Sex work and the impact of sex work laws
Dr Lynzi Armstrong is currently involved in two international comparative research projects focused on the experiences of sex workers and the impacts of sex work laws. Lynzi is leading a project on stigma, discrimination and sex work laws in New Zealand, Scotland and Ireland, funded by a Marsden Fast Start Grant ($300,000, 2019-2023). A total of 80 in-depth interviews have been undertaken with sex workers and activists in these three countries by Lynzi and a team of research assistants that she is working collaboratively alongside. In September 2022 Lynzi held a symposium titled ‘Stigma, Sex Work and the Law: From Research to Action’ at the University of Northumbria Law School, which brought together the research team with other academics and activists working in related areas, to discuss the project and more broadly how to translate social research into action.
On the second project, she is a collaborator alongside colleagues in Canada and the US, on the Law and Sex Work Project, with a focus on examining how sex work laws are experienced in New Zealand, Canada and Nevada.
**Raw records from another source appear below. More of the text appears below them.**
PR #7397, opened 2018-04-30
[ci] Fix #7396: VST is broken

### LINKED ISSUE #7396: VST script broken
We make .loadpath but this doesn't exist anymore.
https://github.com/PrincetonUniversity/VST/commit/90e164d01f74b2ad1aaa348379e8dbed9989154b

ejgallego:
This is due to our CI script relying on their makefile internals,
unfortunately we still have to do this to avoid timeouts.

### DIFF
--- a/dev/ci/ci-vst.sh
+++ b/dev/ci/ci-vst.sh
@@ -8,6 +8,10 @@ VST_CI_DIR="${CI_BUILD_DIR}/VST"
 # opam install -j ${NJOBS} -y menhir
 git_checkout "${VST_CI_BRANCH}" "${VST_CI_GITURL}" "${VST_CI_DIR}"
 
-# Targets are: msl veric floyd progs , we remove progs to save time
-# Patch to avoid the upper version limit
-( cd "${VST_CI_DIR}" && make IGNORECOQVERSION=true .loadpath version.vo msl veric floyd )
+# HACK: from the upstream makefile:
+#
+# default_target: _CoqProject version.vo msl veric floyd progs
+#
+# We have to omit progs as otherwise we timeout on Travis; once we
+# move to Gitlab we will able to just use `make`
+( cd "${VST_CI_DIR}" && make IGNORECOQVERSION=true _CoqProject version.vo msl veric floyd )


dev/ci/ci-vst.sh
```diff
@@ -8,6 +8,10 @@ VST_CI_DIR="${CI_BUILD_DIR}/VST"
...
 
-# Targets are: msl veric floyd progs , we remove progs to save time
-# Patch to avoid the upper version limit
-( cd "${VST_CI_DIR}" && make IGNORECOQVERSION=true .loadpath version.vo msl veric floyd )
+# HACK: from the upstream makefile:
+#
+# default_target: _CoqProject version.vo msl veric floyd progs
+#
+# We have to omit progs as otherwise we timeout on Travis; once we
+# move to Gitlab we will able to just use `make`
```
Zimmi48: Unfortunately, that would mean also removing Travis support, which is easier to run for our contributors.

Zimmi48 (approved):
Yes as a quick solution. But what about asking them to provide a real target for this? Say `lite`.

dev/ci/ci-vst.sh
SkySkimmer: >Unfortunately, that would mean also removing Travis support, which is easier to run for our contributors.

I think we will end up with a ci-vst-lite.sh and a ci-vst.sh for travis/gitlab.

dev/ci/ci-vst.sh
```diff
@@ -8,6 +8,10 @@ VST_CI_DIR="${CI_BUILD_DIR}/VST"
...
+( cd "${VST_CI_DIR}" && make IGNORECOQVERSION=true _CoqProject version.vo msl veric floyd )
```
SkySkimmer: Maybe we should use `make -o progs` (assume-old) since that's closer to what we mean.
I tested with a dummy makefile and it worked as I expected.

SkySkimmer (approved):

dev/ci/ci-vst.sh
ejgallego: > Unfortunately, that would mean also removing Travis support, which is easier to run for our contributors.

Realistically Travis support will be phased out at some point, Gitlab is pretty to run by the way; they can just clone the main Coq repos there and hit "mirror".

PR #7400, opened 2018-05-01
ci-vst.sh: use -o progs

SkySkimmer:
This is closer to what we mean than reproducing the default target
without progs.

### DIFF
--- a/dev/ci/ci-vst.sh
+++ b/dev/ci/ci-vst.sh
@@ -8,10 +8,6 @@ VST_CI_DIR="${CI_BUILD_DIR}/VST"
 # opam install -j ${NJOBS} -y menhir
 git_checkout "${VST_CI_BRANCH}" "${VST_CI_GITURL}" "${VST_CI_DIR}"
 
-# HACK: from the upstream makefile:
-#
-# default_target: _CoqProject version.vo msl veric floyd progs
-#
-# We have to omit progs as otherwise we timeout on Travis; once we
-# move to Gitlab we will able to just use `make`
-( cd "${VST_CI_DIR}" && make IGNORECOQVERSION=true _CoqProject version.vo msl veric floyd )
+# We have to omit progs as otherwise we timeout on Travis; on Gitlab
+# we will be able to just use `make`
+( cd "${VST_CI_DIR}" && make IGNORECOQVERSION=true -o progs )


ejgallego:
I am OK with that but it still relies on an "internal" name, so breakage is possible.

dev/ci/ci-vst.sh
```diff
@@ -8,10 +8,6 @@ VST_CI_DIR="${CI_BUILD_DIR}/VST"
...
-# HACK: from the upstream makefile:
-#
-# default_target: _CoqProject version.vo msl veric floyd progs
-#
-# We have to omit progs as otherwise we timeout on Travis; once we
-# move to Gitlab we will able to just use `make`
-( cd "${VST_CI_DIR}" && make IGNORECOQVERSION=true _CoqProject version.vo msl veric floyd )
+# We have to omit progs as otherwise we timeout on Travis; on Gitlab
+# we will able to just use `make`
+( cd "${VST_CI_DIR}" && make IGNORECOQVERSION=true -o progs )
```
ejgallego: Please improve/keep the old documentation, for the casual reader it may be clear what is going on.

SkySkimmer: It says "we omit progs", that's as clear as it gets.

ejgallego: Something such as:
```
The VST default is as of today:
default_target: ....
Due to build time constraints on Travis we omit the `progs` target, etc...
```

SkySkimmer:
I think that's not a useful addition.


Gaëtan Gilbert

dev/ci/ci-vst.sh
Zimmi48: I think the comment is clear enough like this. However, it contains a typo: "we will *be* able to"...

ejgallego:
I'd prefer the documentation to explain the issue in full detail.

SkySkimmer:
It is in full detail.

Gaëtan Gilbert

ejgallego:
No, it is not satisfactory to me. Even after reading that I'd have to look at the VST makefile to understand what is going on, so I'd like to see more verbose documentation [that never hurt anyone BTW].

ejgallego:
So you don't plan to amend this?

ejgallego:
> So you don't plan to amend this?

:/

SkySkimmer:
I was going to but procrastination is too strong.

Gaëtan Gilbert

PR #7402, opened 2018-05-02
[ci]: add pidetop (fix #7336)

### LINKED ISSUE #7336: add pidetop to CI
that should also help #6859

gares:
We test pidetop compiles, installs and can be run by coq

### DIFF
--- a/dev/ci/ci-pidetop.sh
+++ b/dev/ci/ci-pidetop.sh
@@ -1,0 +1,13 @@
+#!/usr/bin/env bash
+
+# $0 is not the safest way, but...
+ci_dir="$(dirname "$0")"
+. "${ci_dir}/ci-common.sh"
+
+pidetop_CI_DIR="${CI_BUILD_DIR}/pidetop"
+
+git_checkout "${pidetop_CI_BRANCH}" "${pidetop_CI_GITURL}" "${pidetop_CI_DIR}"
+
+( cd "${pidetop_CI_DIR}" && coq_makefile -f Make -o Makefile.top && make -f Makefile.top "-j${NJOBS}" && make install-toploop -f Makefile.top )
+
+echo -en '4\nexit' | coqtop -main-channel stdfds -toploop pidetop
--- a/.circleci/config.yml
+++ b/.circleci/config.yml
@@ -209,6 +209,9 @@ jobs:
   mtac2:
     <<: *ci-template
 
+  pidetop:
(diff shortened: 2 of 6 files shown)


dev/ci/ci-pidetop.sh
```diff
@@ -0,0 +1,16 @@
...
+pidetop_CI_DIR="${CI_BUILD_DIR}/pidetop"
+
+git_checkout "${pidetop_CI_BRANCH}" "${pidetop_CI_GITURL}" "${pidetop_CI_DIR}"
+
+( cd "${pidetop_CI_DIR}" && coq_makefile -f Make -o Makefile.top && make -f Makefile.top "-j${NJOBS}" && make install-toploop -f Makefile.top )
+
+# Test the toploop can be loaded by Coq (grep init detects if it was loaded,
+# the || true is there because 'xxx' is not a valid message and we run with -o
+# pipefail)
+echo xxx | (coqtop -main-channel stdfds -toploop pidetop || true) | grep init
```
ejgallego: I am not sure if I like this test, WDYT @SkySkimmer ?

gares: It may help to know what is wrong with it, in your opinion.

SkySkimmer: Is there some reason we shouldn't use a valid message?

SkySkimmer (approved):
I would prefer to use a valid message for the test if possible.

dev/ci/ci-pidetop.sh
gares: I can try to see if there is an equivalent of `Quit.` (now that I think at it, there should be a `Terminate` one).

ejgallego:
So what @SkySkimmer said.

gares:
The original protocol has no "exit", exiting is signaled by closing the channel (and not exit code is pecified AFAICT).
I've added a message "exit" that calls `exit 0`, so that we can tell if coq exited abruptly or because out message got the expected handler being called.

ejgallego (approved):
Looks good, will merge as soon as CI is ready.

ejgallego:
Note the backporting does need to update the branch.

Zimmi48:
There is no `v8.8` branch and this wouldn't work with the new `exit` message anyways, so I suppose we'll just test this in 8.9 and forwards.

ejgallego:
:+1:

PR #8472, opened 2018-09-13
Remove "support" for universe polymorphic lists from romega

SkySkimmer:
I'm pretty sure it's impossible to use omega with polymorphic `list` (Coq currently fails in Relation_Operators) so let's not pretend.
The removed `new_univ_level` would probably cause an undeclared universe error if it were ever used.


SkySkimmer:
Looks like romega has no code owners so it's first come first serve for assignment ^^

PR #8475, opened 2018-09-13
Centralize the reliance on abstract universe context internals

ppedrot:
This PR reduces the number of calls to the internal-inspecting function `Univ.AUContext.instance` to one. This function allows to access data that is irrelevant, namely the global name of universes that were used at some point before getting quantified over. It used to be spread over various places that were only printing-related, but the current PR centralizes its use in `UnivNames`.

This is a preliminary step before completely getting rid of this function, but it requires more work to adapt the callers of the registering function in `UnivNames` that would echo across the code base.

Albeit the current mechanism is quite fragile (and this PR neither improves nor makes the situation worse), this should not disrupt printing of universes, apart for one specific instance that had to be tweaked in the test-suite. Namely, when writing an explicitly anonymous name in an instance, e.g.
```
About foo@{_}.
```
where `foo` is universe polymorphic, the old code would print the name of the global universe (e.g. `Top.1234`) while the new code would produce `Var(i)` where `i` is the index of the variable. I am not sure what is expected in that case, as the arguments are not real universes but mere names, but the new behaviour seems slightly more principled to me.

The PR fixes a few oddities of the name handling mechanism e.g. regarding sections, and one bug in printing.

### DIFF
--- a/engine/univNames.ml
+++ b/engine/univNames.ml
@@ -53,7 +53,7 @@ let empty_binders = Id.Map.empty
 
 let universe_binders_table = Summary.ref GlobRef.Map.empty ~name:"universe binders"
 
-let universe_binders_of_global ref : Name.t list =
+let universe_binders_of_global ref : Id.t list =
   try
     let l = GlobRef.Map.find ref !universe_binders_table in l
   with Not_found -> []
@@ -68,24 +68,25 @@ let subst_ubinder (subst,(ref,l as orig)) =
 let name_universe lvl =
   (** Best-effort naming from the string representation of the level. This is
       completely hackish and should be solved in upper layers instead. *)
-  try Name (Id.of_string_soft (Level.to_string lvl)) with _ -> Anonymous
+  Id.of_string_soft (Level.to_string lvl)
 
 let discharge_ubinder (_,(ref,l)) =
   (** Expand polymorphic binders with the section context *)
   let info = Lib.section_segment_of_reference ref in
   let sec_inst = Array.to_list (Instance.to_array (info.Lib.abstr_subst)) in
-  let map i lvl = match Level.name lvl with
-  | None -> Anonymous
-  | Some na ->
-    try
-      let qid = Nametab.shortest_qualid_of_universe na in
-      Name (snd (Libnames.repr_qualid qid))
-    with Not_found -> name_universe lvl
+  let map lvl = match Level.name lvl with
+    | None -> (* Having Prop/Set/Var as section universes makes no sense *)
+      assert false
+    | Some na ->
+      try
+        let qid = Nametab.shortest_qualid_of_universe na in
+        snd (Libnames.repr_qualid qid)
+      with Not_found -> name_universe lvl
   in
-  let l = List.mapi map sec_inst @ l in
+  let l = List.map map sec_inst @ l in
   Some (Lib.discharge_global ref, l)
 
-let ubinder_obj : GlobRef.t * Name.t list -> Libobject.obj =
+let ubinder_obj : GlobRef.t * Id.t list -> Libobject.obj =
   let open Libobject in
   declare_object { (default_object "universe binder") with
     cache_function = cache_ubinder;
@@ -103,7 +104,7 @@ let register_universe_binders ref ubinders =
   let univs = AUContext.instance (Global.universes_of_global ref) in
   let revmap = Id.Map.fold (fun id lvl accu -> LMap.add lvl id accu) ubinders LMap.empty in
   let map lvl =
-    try Name (LMap.find lvl revmap)
+    try LMap.find lvl revmap
     with Not_found -> name_universe lvl
   in
   let ubinders = Array.map_to_list map (Instance.to_array univs) in
@@ -112,21 +113,19 @@ let register_universe_binders ref ubinders =
 type univ_name_list = Names.lname list
 
 let universe_binders_with_opt_names ref names =
+  let orig = universe_binders_of_global ref in
   let udecl = match names with
-  | None -> universe_binders_of_global ref
-  | Some udecl -> List.map (fun na -> na.CAst.v) udecl
-  in
-  let () =
+  | None -> orig
+  | Some udecl ->
     try
-      let ctx = Global.universes_of_global ref in
-      let len = AUContext.size ctx in
-      if not (Option.is_empty names || Int.equal len (List.length udecl)) then
-        CErrors.user_err ~hdr:"universe_binders_with_opt_names"
-          Pp.(str "Universe instance should have length " ++ int len)
-    with Not_found -> ()
+      List.map2 (fun orig {CAst.v = na} ->
+          match na with
+          | Anonymous -> orig
+          | Name id -> id) orig udecl
+    with Invalid_argument _ ->
+      let len = List.length orig in
+      CErrors.user_err ~hdr:"universe_binders_with_opt_names"
+        Pp.(str "Universe instance should have length " ++ int len)
   in
-  let fold i acc = function
-  | Anonymous -> acc
-  | Name na -> Names.Id.Map.add na (Level.var i) acc
-  in
+  let fold i acc na = Names.Id.Map.add na (Level.var i) acc in
   List.fold_left_i fold 0 empty_binders udecl
--- a/engine/univNames.ml
+++ b/engine/univNames.ml
@@ -53,10 +53,10 @@ let empty_binders = Id.Map.empty
 
 let universe_binders_table = Summary.ref GlobRef.Map.empty ~name:"universe binders"
 
-let universe_binders_of_global ref : universe_binders =
+let universe_binders_of_global ref : Name.t list =
   try
     let l = GlobRef.Map.find ref !universe_binders_table in l
-  with Not_found -> Names.Id.Map.empty
+  with Not_found -> []
 
 let cache_ubinder (_,(ref,l)) =
   universe_binders_table := GlobRef.Map.add ref l !universe_binders_table
@@ -68,25 +68,19 @@ let subst_ubinder (subst,(ref,l as orig)) =
 let discharge_ubinder (_,(ref,l)) =
   (** Expand polymorphic binders with the section context *)
   let info = Lib.section_segment_of_reference ref in
-  let sec_inst = info.Lib.abstr_subst in
-  let shift = Instance.length sec_inst in
-  let map lvl = match Level.var_index lvl with
-  | None -> lvl
-  | Some n -> Level.var (n + shift)
-  in
-  let l = Id.Map.map map l in
-  let fold i accu lvl = match Level.name lvl with
-  | None -> accu
+  let sec_inst = Array.to_list (Instance.to_array (info.Lib.abstr_subst)) in
+  let map i lvl = match Level.name lvl with
+  | None -> Anonymous
   | Some na ->
     try
       let qid = Nametab.shortest_qualid_of_universe na in
-      Id.Map.add (snd (Libnames.repr_qualid qid)) (Level.var i) accu
-    with Not_found -> accu
+      Name (snd (Libnames.repr_qualid qid))
+    with Not_found -> Anonymous
   in
-  let l = Array.fold_left_i fold l (Instance.to_array sec_inst) in
+  let l = List.mapi map sec_inst @ l in
   Some (Lib.discharge_global ref, l)
 
-let ubinder_obj : GlobRef.t * universe_binders -> Libobject.obj =
+let ubinder_obj : GlobRef.t * Name.t list -> Libobject.obj =
   let open Libobject in
   declare_object { (default_object "universe binder") with
     cache_function = cache_ubinder;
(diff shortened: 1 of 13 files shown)


SkySkimmer:
I was just looking at the universe naming system (I was looking into reducing universe redeclarations further after #8341 and universe naming has some), it feels a bit fragmented. I think I'll try to do a cleanup / remind myself how it works before a full review.

I guess for `Print foo@{_}.` it would make sense to print the normal name.
ie `Print foo@{u _}.` would mean "rename the first universe to `u` and use whatever name is normal for the second" where currently it means "rename the first universe to `u` and use the raw name that was there before abstracting for the second".
~~~coq
Definition foo@{i j +} : Type := Type@{i} -> Type@{j}.
Print foo@{u _ _}. 
(* now: foo : Type@{Top.3} = Type@{u} -> Type@{Top.2}
this PR: foo : Type@{Var 2} = Type@{u} -> Type@{Var 1}
proposed: foo : Type@{Top.3} = Type@{u} -> Type@{j} *)
~~~
Not sure what I was thinking when I decided on the current behaviour. I doubt anyone relies on it.

SkySkimmer:
I'm going to assign to myself, complain if you disagree.

ppedrot:
I agree that the universe naming system is all over the place. My plan is to move the bound names into the kernel (more precisely in the abstract contexts themselves), similarly to what we do for rel naming.

engine/univNames.ml
```diff
@@ -65,10 +66,27 @@ let subst_ubinder (subst,(ref,l as orig)) =
   let ref' = fst (Globnames.subst_global subst ref) in
   if ref == ref' then orig else ref', l
 
+let name_universe lvl =
+  (** Best-effort naming from the string representation of the level. This is
+      completely hackish and should be solved in upper layers instead. *)
+  try Name (Id.of_string_soft (Level.to_string lvl)) with _ -> Anonymous
```
SkySkimmer: What exception can be raised here?

engine/univNames.ml
```diff
@@ -65,10 +66,27 @@ let subst_ubinder (subst,(ref,l as orig)) =
...
+  let sec_inst = Array.to_list (Instance.to_array (info.Lib.abstr_subst)) in
+  let map i lvl = match Level.name lvl with
+  | None -> Anonymous
+  | Some na ->
+    try
+      let qid = Nametab.shortest_qualid_of_universe na in
+      Name (snd (Libnames.repr_qualid qid))
+    with Not_found -> name_universe lvl
+  in
+  let l = List.mapi map sec_inst @ l in
```
SkySkimmer: The `i` in `mapi` does not seem to be used here.

engine/univNames.ml
```diff
@@ -79,28 +97,37 @@ let ubinder_obj : GlobRef.t * universe_binders -> Libobject.obj =
...
+  | Some udecl -> List.map (fun na -> na.CAst.v) udecl
+  in
+  let () =
+    try
+      let ctx = Global.universes_of_global ref in
+      let len = AUContext.size ctx in
+      if not (Option.is_empty names || Int.equal len (List.length udecl)) then
+        CErrors.user_err ~hdr:"universe_binders_with_opt_names"
+          Pp.(str "Universe instance should have length " ++ int len)
+    with Not_found -> ()
```
SkySkimmer: When do we get Not_found here?

vernac/himsg.ml
```diff
@@ -896,7 +896,8 @@ let explain_not_match_error = function
       quote (Printer.safe_pr_lconstr_env env (Evd.from_env env) t2)
   | IncompatibleConstraints cst ->
     str " the expected (polymorphic) constraints do not imply " ++
-      let cst = Univ.AUContext.instantiate (Univ.AUContext.instance cst) cst in
+      let cst = Univ.UContext.constraints (Univ.AUContext.repr cst) in
+      (** FIXME: provide a proper naming for the bound variables *)
```
SkySkimmer: I guess we should look it up from the module field. If we're comparing functors that won't work though.

SkySkimmer:
Pushed a commit with improvements and a commit with a new test for Inductive in sections (this used to fail before this PR).

Needs rebasing, I'll leave that to you.

SkySkimmer:
(the conflict is trivial stuff from the blogrefmap rename)

ppedrot:
I don't agree with universe names being identifiers. They can definitely be anonymous, in which case we should generate some fresh name in the context for printing, just as what we do for rels. We really ought to treat this binders as we do for term binders.

mattam82:
I guess we should not confuse global universe names which one can’t just
alpha-rename and local universe binders of polymorphic constructs.

SkySkimmer:
The universes I get when I `Show Proof` / `Show Universes` during a proof should be the same as the ones I get when I `Print foo` afterwards (modulo universes that get minimised away etc). As such we are not allowed to use Anonymous.

engine/univNames.ml
SkySkimmer: If some code generates universes with invalid unicode I think it deserves to explode.

ppedrot:
I still don't agree. Not all definitions get to have universe names, and instead of generating random names at registration time, we should have some mechanism generating fresh names at printing time. 

We already talked about that, and we agreed that debugging universe polymorphic code is a hell. I don't think that adding to it a confusion between unnamed locally bound polymorphic variables printed as their internal name in the original proof and unnamed global monomorphic variables which are still in the environment helps a lot...

mattam82:
So your proposal @ppedrot is to have Anonymous in abstract context “instances” and pretty-print them by generating fresh names, is that the idea?

SkySkimmer:
I think my patch produces a better result than raw `Var`, and it doesn't go out of its way to do that (if anything it makes the code a bit simpler). So until we generate names it should be fine.

SkySkimmer:
That printing difference in 32bit seems quite annoying. I guess when the underlying universe are `Var` (with only a couple vars so small indices) the hash doesn't overflow so it's stable but in 32bit it does overflow with dirpath. However how did we not hit this issue with monomorphic universes?
Do we know what kind of perf consequences we get from ordering universes in algebraics using `natural_compare`? If it's bad then I guess we have to order when printing.

SkySkimmer:
I tried removing the hash based compare for universe levels and got this benchmark:
~~~

│                coq-gpfsl │ 1186.23 1200.20 -1.16 % │  3305500846647  3344857960023 -1.18 % │  4353331532033  4396092974764 -0.97 % │ 2158368 1713796 +25.94 % │   20    0  +nan % │
│   coq-mathcomp-odd-order │ 1407.15 1418.01 -0.77 % │  3917294700676  3949494134431 -0.82 % │  6604050291268  6600541868628 +0.05 % │ 1358844 1361700  -0.21 % │    0    0  +nan % │
│              coq-unimath │ 1321.93 1328.38 -0.49 % │  3669139648211  3689035795385 -0.54 % │  6228656641162  6233728262401 -0.08 % │ 1024228 1023876  +0.03 % │  233   21 +1009.52 % │
│                  coq-vst │ 1652.47 1660.38 -0.48 % │  4593308684708  4616327314009 -0.50 % │  6303407200484  6306190007334 -0.04 % │ 2226832 2228116  -0.06 % │  256  194 +31.96 % │
│    coq-mathcomp-fingroup │   83.20   83.58 -0.45 % │   229787867751   230458724882 -0.29 % │   340652168520   341235988733 -0.17 % │  587908  587884  +0.00 % │   50    0  +nan % │
│      coq-formal-topology │   56.02   56.27 -0.44 % │   153654962786   153645820802 +0.01 % │   231116574541   231477301975 -0.16 % │  479696  479796  -0.02 % │    0    0  +nan % │
│               coq-geocoq │ 2812.73 2824.25 -0.41 % │  7816805138971  7852183452049 -0.45 % │ 12531106307058 12532059028653 -0.01 % │ 1390156 1390028  +0.01 % │  112   84 +33.33 % │
│              coq-bignums │   97.54   97.92 -0.39 % │   269269008797   270027522808 -0.28 % │   384266910818   384627157871 -0.09 % │  537792  537564  +0.04 % │    5    0  +nan % │
│          coq-fiat-crypto │ 6251.36 6269.12 -0.28 % │ 17400229985137 17437097250022 -0.21 % │ 28483578318062 28516199951720 -0.11 % │ 2562612 2524872  +1.49 % │ 1245 1370 -9.12 % │
│                 coq-hott │  328.86  329.73 -0.26 % │   913717665912   918611425559 -0.53 % │  1377980791781  1379150628635 -0.08 % │  598436  598372  +0.01 % │   41    0  +nan % │
│                 coq-corn │ 1537.00 1540.60 -0.23 % │  4266629325086  4274118673290 -0.18 % │  6335708880852  6336389098963 -0.01 % │  870296  849124  +2.49 % │   44   44 +0.00 % │
│             coq-compcert │  887.80  889.04 -0.14 % │  2459910586595  2466132302645 -0.25 % │  3547645398985  3551379317055 -0.11 % │ 1340780 1352876  -0.89 % │  215   33 +551.52 % │
│   coq-mathcomp-character │  290.09  290.44 -0.12 % │   806472778872   807157309173 -0.08 % │  1175591964812  1175853998318 -0.02 % │ 1114248 1116448  -0.20 % │    0    0  +nan % │
│       coq-mathcomp-field │  463.90  464.39 -0.11 % │  1291197539722  1291953380883 -0.06 % │  2117187057913  2115659377062 +0.07 % │  807692  807736  -0.01 % │   47  226 -79.20 % │
│         coq-math-classes │  244.79  245.04 -0.10 % │   673989644262   675186637006 -0.18 % │   881236899453   881225599404 +0.00 % │  525008  525940  -0.18 % │   83   83 +0.00 % │
│    coq-mathcomp-solvable │  218.01  218.17 -0.07 % │   604882379921   605666816857 -0.13 % │   864598813806   864802881567 -0.02 % │  828252  862072  -3.92 % │    1   10 -90.00 % │
│            coq-fiat-core │  133.05  133.12 -0.05 % │   369841716626   370694626657 -0.23 % │   492886034057   493702177987 -0.17 % │  499852  500112  -0.05 % │   78   55 +41.82 % │
│         coq-fiat-parsers │  714.70  714.28 +0.06 % │  1983277163704  1980804411213 +0.12 % │  3044184115029  3042071733732 +0.07 % │ 2848028 2847288  +0.03 % │    5  201 -97.51 % │
│           coq-coquelicot │  101.86  101.79 +0.07 % │   281040444730   281789079781 -0.27 % │   377356972240   377619028789 -0.07 % │  717108  717148  -0.01 % │  278   13 +2038.46 % │
│               coq-sf-vfa │   45.84   45.80 +0.09 % │   126345544616   126832342776 -0.38 % │   201529690591   201733298561 -0.10 % │  534700  534624  +0.01 % │   28    5 +460.00 % │
│                coq-color │  729.50  728.69 +0.11 % │  2021939934321  2020780727935 +0.06 % │  2440010739558  2441059860528 -0.04 % │ 1389400 1339480  +3.73 % │   38  260 -85.38 % │
│     coq-mathcomp-algebra │  203.57  203.34 +0.11 % │   563321710994   564044183632 -0.13 % │   791290492808   791499138354 -0.03 % │  643200  643356  -0.02 % │  176    5 +3420.00 % │
│                coq-flocq │  569.93  569.00 +0.16 % │  1583534514333  1583014170584 +0.03 % │  2297039232887  2295069378178 +0.09 % │ 1532800 1712104 -10.47 % │  158    9 +1655.56 % │
│ coq-mathcomp-real-closed │  186.13  185.80 +0.18 % │   517572839040   517190479713 +0.07 % │   783340414991   783800723349 -0.06 % │  832724  832416  +0.04 % │    0    0  +nan % │
│               coq-sf-plf │   72.74   72.61 +0.18 % │   200835243792   201424140468 -0.29 % │   291869543661   292114761976 -0.08 % │  515768  515692  +0.01 % │   15    0  +nan % │
│                coq-sf-lf │   42.78   42.67 +0.26 % │   117359076583   117700948096 -0.29 % │   190988603277   191140440046 -0.08 % │  422220  422004  +0.05 % │  130    0  +nan % │
│   coq-mathcomp-ssreflect │   63.94   63.60 +0.53 % │   175608740474   175338211520 +0.15 % │   248821021761   248976351408 -0.06 % │  533268  533352  -0.02 % │    2    0  +nan % │
└──────────────────────────┴─────────────────────────┴───────────────────────────────────────┴───────────────────────────────────────┴──────────────────────────┴───────────────────┘
~~~
So I added it to this PR, it should fix the printing issue on 32bit.

ppedrot:
I think that we should remove hash comparison in the `compare` function and rely on `HMap` rather than `Map` for level-indexed maps. Then we bench to compare this.

SkySkimmer:
Isn't that what I did?

ppedrot:
My bad, I though `LMap` was not defined through `HMap`. Sorry, you're definitely right and your patch is exactly what I wanted.

ppedrot:
Who's merging that one? @SkySkimmer has written part of the PR so this is probably not allowed for him to do it. Also, I insist on reverting part of 1197f045617cd32f4ba2e8e43840bd5ff75d2f26, so that I won't have to backtrack on the API later on when abstract universe contexts use names. Are you fine with it @SkySkimmer?

engine/univNames.mli
```diff
@@ -27,15 +27,14 @@ type universe_binders = Univ.Level.t Names.Id.Map.t
...
-    If [l] is [Some univs] return the universe binders naming the levels of [u] by [univs] (skipping Anonymous).
-    May error if the lengths mismatch.
+    If [l] is [Some univs] return the universe binders naming the bound levels
+    of [ref] by [univs] (skipping Anonymous). May error if the lengths mismatch.
 
-    Otherwise return [universe_binders_of_global ref]. *)
+    Otherwise return the bound universe names registered for [ref]. *)
 val universe_binders_with_opt_names : Names.GlobRef.t ->
-  Univ.Level.t list -> univ_name_list option -> universe_binders
+  univ_name_list option -> universe_binders
```
SkySkimmer: >Also, I insist on reverting part of 1197f04, so that I won't have to backtrack on the API later on when abstract universe contexts use names.

This still takes names, so what API do you mean?

ppedrot:
@mattam82 ping

ppedrot:
*Completely not with a gun on my temple:* Erm, erm, "@SkySkimmer's commit are the best I've seen in my life!".

SkySkimmer:
The idea discussed on gitter is that we respectively approve the other's commit and then I merge.
I'll leave a day or so for @mattam82 or anyone else to oppose.

SkySkimmer (approved):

In recently years Lynzi’s work in this area has attracted considerable interest internationally, with a book she co-edited ‘Sex Work and the New Zealand Model: Decriminalisation and Social Change’ briefly featuring in an episode of Last Week Tonight with John Oliver. The same book has since been translated into Spanish by Virus Editorial. In September 2022, Lynzi was invited to give a public talk in Seville on the Spanish version of the book, and was also interviewed for a media article on the impacts of decriminalising sex work.